My question concerns the left-to-right implication of the following:
Theorem A frame $L$ is compact and zero-dimensional iff it is isomorphic to the lattice of ideals $\mathcal{I}(B)$ of some Boolean algebra $B$.
A frame $L$ is a complete and bounded lattice which satisfies: $x\wedge \bigvee_{i\in I}a_i=\bigvee_{i\in I} x\wedge s_i$ (it is a complete Heyting algebra). $a\in L$ is complemented iff there is a unique $a^\ast$ such that $a\wedge a^\ast=0$ and $a\vee a^\ast=1$. We take $Z(L)$ to be the set of all complemented elements of $L$. $Z(L)$ is a Boolean algebra, and is usually called the center of $L$.
$L$ is zero-dimensional iff for every $a\in L$ there exists $S\subseteq Z(L)$ such that $a=\bigvee S$. Finally $L$ is compact iff it's compact as a lattice.
So, in a proof of the theorem we take the lattice of ideals of the center of $L$ and define $h\colon L\rightarrow \mathcal{I}(Z(L))$ as $h(a)=(a]\cap Z(L)$, where $(a]=\{x\in L\mid x\leqslant a\}$. Of course, $h(a)$ must be an ideal, but I fail to see how to prove that it is a downward set (the other two properties of ideals are rather obvious: $0\in h(a)$ and $h(a)$ must closed for finite joins since $Z(L)$ is a sublattice of $L$). But taking $x\in h(a)$ and $y\leqslant x$, I cannot see how to prove that $y\in Z(L)$.

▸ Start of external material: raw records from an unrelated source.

PR #121, opened 2019-04-25
Use aws_sdk to discover servers with specific tags and automatically use their IP addresses for deployment.

sanfordd:
This is an initial working change to allow us to stop recording IP addresses or domain names in our deploy files.

Currently it uses the `aws_sdk` gem to scan all of our EC2 instances. It filters on the Role tag and Service_level tag to find all machines we've tagged with a value and passes the IP address to Capistrano via the server syntax.

The current requirement it has that is not in the Gemfile or something we programmatically add is the need for your aws/config or aws/credentials file to have your IAM account details listed as [default]. I'd like to eventually have it look for a specific profile like deploy and fall back to default if deploy is missing but that's for the future. 

There is a filter (instance-state-code) that will only target running instances which should avoid problems in trying to deploy to servers which are stopped, in the process of being shut down, or recently terminated.

## note

If we had discovered it before we started writing this, we might have considered using https://github.com/fernandocarletti/capistrano-aws

We would have had to add filtering on `instance-state-code` to just running instances, because it lacks that feature. And maybe other stuff we wanted. 

We could still consider switching to that in the future.


jrochkind:
`aws-sdk` is kind of a "master" gem that has a LOT of `aws-sdk-*` gems as it's own dependencies, and installs all of them. 

Can we identify what part of aws-sdk we actually need, and only depend on that?  That will keep our build times and sizes smaller. 

For instance, some things that used to depend on `aws-sdk` too now depend on just `aws-sdk-s3` cause that was all they used.

sanfordd:
That makes sense. We should only need `aws-sdk-ec2` so I'll fix that.

README.md
```diff
@@ -18,6 +18,7 @@ Prequisites:
 * Postgres installed and running -- on MacOS, I like https://postgresapp.com/
 * `yarn` installed for webpacker -- on MacOS, `brew install yarn`.
 * vips installed --  on MacOS `brew install vips`
+* Have your AWS credentials put in the default profile at ~/.aws/config
```
jrochkind: i guess running a cap deploy didn't AWS credentials at all before?

This is a standard place to put AWS credentials?

For a developer running an app locally, we keep AWS credentials somewhere else (local_env.yml or your bash ENV). Not sure if having two places is gonna be a problem... especially because the AWS credentials we use to run a dev app may _not_ have permission to do what's needed here! May need more thought, my head is swimming. 

But I already have a `AWS_SECRET_ACCESS_KEY` and `AWS_ACCESS_KEY_ID` -- how does that interact with `~/.aws/config`?

config/deploy/staging.rb
```diff
@@ -1,10 +1,19 @@
...
-server 'kithe.sciencehistory.org', user: 'digcol', roles: [:web, :app, :db, :jobs, :solr, :cron]
-#server '34.227.26.131', user: 'hydep', roles: [:solr]
-#server '54.204.60.1', user: 'hydep', roles: [:jobs, :cron] # dzi bg job box
-
+#Edit ec2 for region changes, right now we only use one region.
+ec2 = Aws::EC2::Resource.new(region:'us-east-1')
+#Server role keys should be the Role tag (assigned by ansible) that you want to deploy to. The array value is the list of capistrano roles that the server needs.
+server_roles = {"kithe"=>[':web', ':app', ':db', ':jobs', ':solr', ':cron']}
+server_roles.each do |key, value|
+  current_server_roles = "#{value}"
```
jrochkind: I don't think there's a reason to take `value` and put it in a new variable as `"#{value}"`?  If you want to call the variable `current_server_roles`, just call it that above in `do |key, current_server_roles|`, I think?  (although I think ti's always _singular_ so should maybe be `current_server_role`?)

config/deploy/staging.rb
```diff
@@ -1,10 +1,19 @@
...
+#Service level is set manually here, maybe make it a variable further up to be easy to spot when making new stages?
+  ec2.instances({filters: [{name:'instance-state-code', values:["16"]},{name: 'tag:Role', values: ["#{key}"]},{name: 'tag:Service_level', values: ['stage']}]}).each do |ip|
```
jrochkind: what does the magic string `"16"` mean? Explain in comment?

sanfordd:
Correct, prior versions did not need those credentials. The AWS_ACCESS_KEY and SECRET_KEY are what is stored in the credentials (along with default regions and other env options). The `~/.aws/config` is the default location such values are stored in. If we can better leave them as env_vars I'm more than fine with that.  You'll need the same values that correspond to your user account on AWS, which has access to all the needed permissions. 

The magic 16 is the value for a running aws instance, I'll add it to the comment.

With the #{value} to variable, I wanted to make sure it passed down to the loop below, that might be an artifact of a much more complicated idea I had earlier. I can try and simplify it.

jrochkind:
I merged master into this branch, to get #115, which should fix test failure.

config/deploy/staging.rb
```diff
@@ -1,9 +1,38 @@
...
+  creds= YAML.load_file(secret_location)
+  Aws.config[:credentials] = Aws::Credentials.new(creds['AccessKeyId'],creds['SecretAccessKey'])
+  ec2 = Aws::EC2::Resource.new(region:"#{aws_region}")
+#Server role keys should be the Role tag (assigned by ansible) that you want to deploy to. The array value is the list of capistrano roles that the server needs.
+  server_roles.each do |key, value|
+#Service level is set manually here, maybe make it a variable further up to be easy to spot when making new stages? 
+#The instance-state-code of 16 is a value from Amazon's docs for a running server. See: https://docs.aws.amazon.com/AWSEC2/latest/APIReference/API_DescribeInstances.html
+    ec2.instances({filters: [{name:'instance-state-code', values:["16"]},{name: 'tag:Role', values: ["#{key}"]},{name: 'tag:Service_level', values: ["#{service_level}"]}]}).each do |aws_server|
+#Search across the tags and find the one labeled capistrano_roles, tags are hashes with 2 values, key for tag name and value for tag value.
```
jrochkind: @sanfordd Did we talk about putting in another tag that limited to the "kithe" application, like `tag:application` maybe?  In case we start using this system for other applications, we only want to pull back EC2 hosts for _this_ one.  Or is that there and I'm missing it? (although I'd rather not call the value `kithe`, that is not the name of this application. We could call call it `digicol2` maybe?)

jrochkind: Oh wait, i see the `key` variable is that. Can you change the name to `tag:Application` instead of `tag:Role`, and use a value that describes our application rather than `kithe` which is just one dependency of it (which could hypothetically change)?

I also notice you are using uppercase-first-letter for some tags `tag:Role`, `tag:Service`, but lowercase for "capistrano_roles" below. Make em consistent?

sanfordd: I'd prefer not to use numbers in the application name since we're also using them for the specific server identification digcol2-1, 2-2, 2-3 seems likely to introduce some confusion versus name-1, name-2. digcol (or digicoll as we current have the repo named) would be fine.

jrochkind: Makes sense, I was just worried about confusing it with our current chf_sufia app which is also "digital collections", this new one is "version 2". We could come up with a snazzy internal codename for it, like Alberta calls theirs "jupiter" but that doens't seem likely to reduce confusion. I just don't like "kithe", becuase it's an implementation detail which could change. If you think `digicoll` is fine, fine with me. 

Also rename "Role" to "Application" makes sense for how we're now going to use it?

sanfordd: I'll add an application section, we do want to keep Role (or a tag akin to it) so we can distinguish between a solr server, web server, jobs server, or other specific purpose server in group of servers running the new application.

jrochkind: > so we can distinguish between a solr server, web server, jobs server, or other specific purpose server in group of servers running the new application.

As far as capistrano is concerned, that's what `capistrano_role` defines, no?  If you need the role for other purposes not related to capistrano, that's cool (although I don't understand what a role "kithe" means, but I don't know if I need to) -- but I don't think capistrano needs to know about it. Capistrano needs to know about all the servers in the "application" of concern, at the "service_level" of concern -- and then it needs to know what capistrano_roles they have, because that's how it knows how/what to deploy to each one. I think that's all capistrano needs to know about, not this additional "Tag:Role".  Am I missing anything?

sanfordd: The Application tag has been added and tested, and all tags are now following the convention of a capitalized first letter. Switching from prod/stage to production/staging is still in progress. There's a number of things that use those values.

sanfordd: @jrochkind If want to get this out sooner, the service_level tag should be easy enough to adjust in the future by swapping out a variable. Otherwise if there's no time pressure I can keep adjusting service_level naming schemes.

sanfordd: I'll work on adjusting it for staging to test with, due to work on the new server setup this will be delayed until next week.

sanfordd: The renaming worked and we're using the full production/staging terminology.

Could you please help me with this?
Best Answer
You want to prove that $h(a)$ is an ideal of $Z(L)$. Thus, it has to be downward closed in $Z(L)$, not in $L$.
Showing that $h(a)$ is downward closed in $Z(L)$ is very easy because $h(a)$ is the intersection of a downward closed subset of $L$ with $Z(L)$.